Allow Retrieval of a Subset of Kafka Message from a Topic
A note for the community
- Please vote on this issue by adding a 👍 reaction to the original issue to help the community and maintainers prioritize this request
- If you are interested in working on this issue or have submitted a pull request, please leave a comment
Use Cases
The tool kcat allows you retrieve a subset of message from a topic.
It would be useful to have this feature in vector for debugging instead of consuming and entire topic, currently 300GB+, or waiting for specific events to happen.
kcat allows for a variety of different scenarios with the -o flag.
Consumer options:
-o <offset> Offset to start consuming from:
beginning | end | stored |
<value> (absolute offset) |
-<value> (relative offset from end)
s@<value> (timestamp in ms to start at)
e@<value> (timestamp in ms to stop at (not included))
Read the last 2000 messages from 'syslog' topic, then exit
$ kcat -C -b mybroker -t syslog -p 0 -o -2000 -e
Consume messages between two timestamps
$ kcat -b mybroker -C -t mytopic -o s@1568276612443 -o e@1568276617901
Attempted Solutions
I tried looking for configuration option in the kafka source and librdkafka documentation but was unable to find the correct setting.
Proposal
Replicate the functionality from the -o flag in kcat by adding additional configuration options.
References
No response
Version
vector 0.44.0 (x86_64-unknown-linux-gnu 3cdc7c3 2025-01-13 21:26:04.735691656)
there already exists auto_offset_reset configuration item, so i think the offset range is not particularly necessary for test
If offsets for consumer group do not exist, set them using this strategy.
See the librdkafka documentation for the auto.offset.reset option for further clarification.

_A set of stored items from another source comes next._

PR #12800, opened 2020-04-21
chore(Card): Prototype navigation in grid

pompomon:
#### Pull request checklist

#### Description of changes

Two examples of card grids - with clickable cards and with cards containing actionable children

###### Microsoft Reviewers: [Open in CodeFlow](http://wpcp.azurewebsites.net/CodeFlowProtocolProxy2.php?pullrequest=https://github.com/microsoft/fluentui/pull/12800)


kolaps33:
Roman please ensure as well that for these new added Card***Behaviors.ts you will cover it by tests. 
I mean for example if you have
`[IS_FOCUSABLE_ATTRIBUTE]: true,`
then under
@specification 
will be line:

`* Adds attribute 'data-is-focusable=true' to 'root' slot.`

packages/fluentui/accessibility/src/behaviors/Grid/gridWithInnerZoneBehavior.ts
```diff
@@ -0,0 +1,23 @@
+import { Accessibility } from '../../types';
```
jurokapsiar, line 1: Please use more specific name - something like cardsContainerBehavior. There might be details that would be specific for the use case, let's discuss them offline.

packages/fluentui/docs/src/examples/components/Card/Usage/CardExampleFocusableChildrenGrid.tsx
```diff
@@ -0,0 +1,62 @@
...
+} from '@fluentui/react-northstar';
+import * as React from 'react';
+
+type SampleCardProps = {
+  index?: number;
+};
+
+const SampleCard: React.FC<SampleCardProps> = ({ index }) => {
+  return (
+    <Card accessibility={cardChildrenFocusableBehavior} aria-roledescription="card with action buttons">
```
jurokapsiar, line 21: let's use more real role description, something like 'user card'

packages/fluentui/docs/src/examples/components/Card/Usage/CardExampleFocusableGrid.tsx
```diff
@@ -0,0 +1,45 @@
...
+};
+
+const ClickableCard: React.FC<ClickableCardProps> = ({ index }) => {
+  const [clickCount, setClickCount] = React.useState(0);
+  const updateClickCount = () => {
+    setClickCount(count => count + 1);
+  };
+
+  return (
+    <Card accessibility={cardFocusableBehavior} onClick={updateClickCount} aria-roledescription="clickable card">
```
jurokapsiar, line 15: let's use more real role description, something like 'user card'

packages/fluentui/accessibility/src/behaviors/Card/cardFocusableBehavior.ts
```diff
@@ -16,6 +17,7 @@ const cardFocusableBehavior: Accessibility<CardBehaviorProps> = props => ({
     root: {
       role: 'group',
       tabIndex: 0,
```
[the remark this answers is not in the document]
pompomon: It's there to showcase single focusable card example

packages/fluentui/react-northstar/src/utils/index.ts
```diff
@@ -25,6 +25,7 @@ export { getKindProp } from './getKindProp';
 export * from './whatInput';
 
 export * from './commonPropInterfaces';
+export { screenReaderContainerStyles } from './accessibility/Styles/accessibilityStyles';
```
pompomon, line 28: @mnajdova @layershifter , is that OK to export this style to be able to use it in prototypes and docs?

packages/fluentui/docs/src/examples/components/Card/Usage/CardExampleFocusableChildrenGrid.tsx
```diff
@@ -0,0 +1,100 @@
...
+  );
+};
+
+const CardExampleFocusableGrid = () => {
+  const navigationMessageId = 'navigationMessage';
+  const defaultMessage = 'Press arrow keys to navigate between cards.';
+  const [navigationMessage, setNavigationMessage] = React.useState(defaultMessage);
+  const timeout = React.useRef<ReturnType<typeof setTimeout>>();
+  const handleGridFocus = () => {
+    console.log(navigationMessage);
```
silviuaavram, line 46: don't forget about this one

packages/fluentui/docs/src/examples/components/Card/Usage/CardExampleFocusableChildrenGrid.tsx
```diff
@@ -0,0 +1,100 @@
...
+  // our consuming component gets unmounted
+  React.useEffect(() => cleanup, []);
+
+  return (
+    <>
+      <div id={navigationMessageId} style={screenReaderContainerStyles}>
+        {navigationMessage}
+      </div>
+      <Grid accessibility={cardsContainerBehavior} columns="3" onFocus={handleGridFocus} onBlur={handleGridBlur}>
+        <SampleCard index={1} aria-label="1 of 18" aria-describedby={navigationMessageId} />
```
silviuaavram, line 76: wouldn't it be simpler to use `_.times`?

silviuaavram: also in the case of the aria labels, does the user have context to know that he is on cards? so we can be sure that 1 of 18 means anything at this point.

packages/fluentui/docs/src/examples/components/Card/Usage/CardExampleFocusableChildrenGrid.tsx
```diff
@@ -0,0 +1,100 @@
...
+
+  const cleanup = () => {
+    if (timeout.current) {
+      clearTimeout(timeout.current);
+    }
+  };
+
+  // make sure our timeout gets cleared if
+  // our consuming component gets unmounted
+  React.useEffect(() => cleanup, []);
```
silviuaavram, line 68: is this working? it looks like it should be called once, at mount, and that's it.

packages/fluentui/docs/src/examples/components/Card/Usage/CardExampleFocusableGrid.tsx
```diff
@@ -0,0 +1,53 @@
...
+          <Image src="public/images/wireframe/square-image.png" />
+        </Flex>
+      </Card.Body>
+    </Card>
+  );
+};
+
+const CardExampleFocusableGrid = () => (
+  <Grid accessibility={cardsContainerBehavior} columns="3">
+    <ClickableCard index={1} />
```
silviuaavram, line 39: same comment with _.times.

packages/fluentui/docs/src/examples/components/Card/Usage/CardExampleFocusableChildrenGrid.tsx
pompomon: Yep, because cards have `aria-roledescription` attributes

packages/fluentui/docs/src/examples/components/Card/Usage/CardExampleFocusableChildrenGrid.tsx
assuncaocharles: I guess the `cleanup` will be triggered at `unmount`?

packages/fluentui/docs/src/examples/components/Card/Usage/CardExampleFocusableChildrenGrid.tsx
```diff
@@ -0,0 +1,92 @@
...
+  return (
+    <>
+      <div id={navigationMessageId} style={screenReaderContainerStyles}>
+        {navigationMessage}
+      </div>
+      <Grid accessibility={cardsContainerBehavior} columns="3" onFocus={handleGridFocus} onBlur={handleGridBlur}>
+        {_.times(cardsNumber, i => {
+          const nonZeroIndex = i + 1;
+          return (
+            <SampleCard
```
kolaps33, line 78: I tried just now with NVDA
image
and the card is missing label. I mean label in the way it narrate only "aria-roledescription" and "position". 

Please extend aria-label itself the easiest way probably. Please put it before the position in the string. 

Or you can use aria-labelledby="(userID) (cardID)" > in this structure it would narrate user name which is displayed in the card and then the aria-label + aria-roledescription + aria+describedby  from the card itself.
But you would need to add ID for user element and ID for card itself.

packages/fluentui/docs/src/examples/components/Card/Usage/CardExampleFocusableChildrenGrid.tsx
```diff
@@ -0,0 +1,92 @@
...
+  const navigationMessageId = 'navigationMessage';
+  const defaultMessage = 'Press arrow keys to navigate between cards.';
+  const [navigationMessage, setNavigationMessage] = React.useState(defaultMessage);
+  const timeout = React.useRef<ReturnType<typeof setTimeout>>();
+  const cardsNumber = 18;
+  const handleGridFocus = () => {
+    if (navigationMessage !== null) {
+      timeout.current = setTimeout(() => {
+        setNavigationMessage(null);
+      }, 3000);
```
kolaps33, line 51: is 3 second enough for us, because when I tested it long time ago for VoiceOver it was not enough and was not narrating the instruction message. 
The NVDA and JAWS works fine with the 3 sec, tested before while in this branch :)

packages/fluentui/docs/src/examples/components/Card/Usage/CardExampleFocusableChildrenGrid.tsx
pompomon: Yep, it should be called on unmout to clean thing up
https://codesandbox.io/s/competent-grass-9ce2m?file=/src/App.tsx

packages/fluentui/docs/src/examples/components/Card/Usage/CardExampleFocusableChildrenGrid.tsx
pompomon: I've tested it in VoiceOver right now and with default setup 3 seconds was enough for it

packages/fluentui/docs/src/examples/components/Card/Usage/CardExampleFocusableChildrenGrid.tsx
pompomon: Updated `aria-labelledby` with ids, tested in VoiceOver, NVDA and JAWS, thanks @kolaps33

packages/fluentui/react-northstar/src/utils/index.ts
mnajdova: Should be ok as we don't depend on any site variables there.. Not sure if this is the right place though, but let's export it for now

packages/fluentui/docs/src/examples/components/Card/Usage/CardExampleFocusableChildrenGrid.tsx
```diff
@@ -0,0 +1,144 @@
...
```
mnajdova, line 102: Can you add here comment on how we decided on the `3000` :)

My Kafka topic has logs for about 200-300 different micro services and retains them for 48 hours. There is a lot of data. I need to debug my instance of vector and how it's consuming the logs from only one of those services. Using auto_offset_reset only lets me use earliest, latest etc which doesn't work. I need to pinpoint a specific problematic log using the offset id or narrow down the search to a specific timeframe.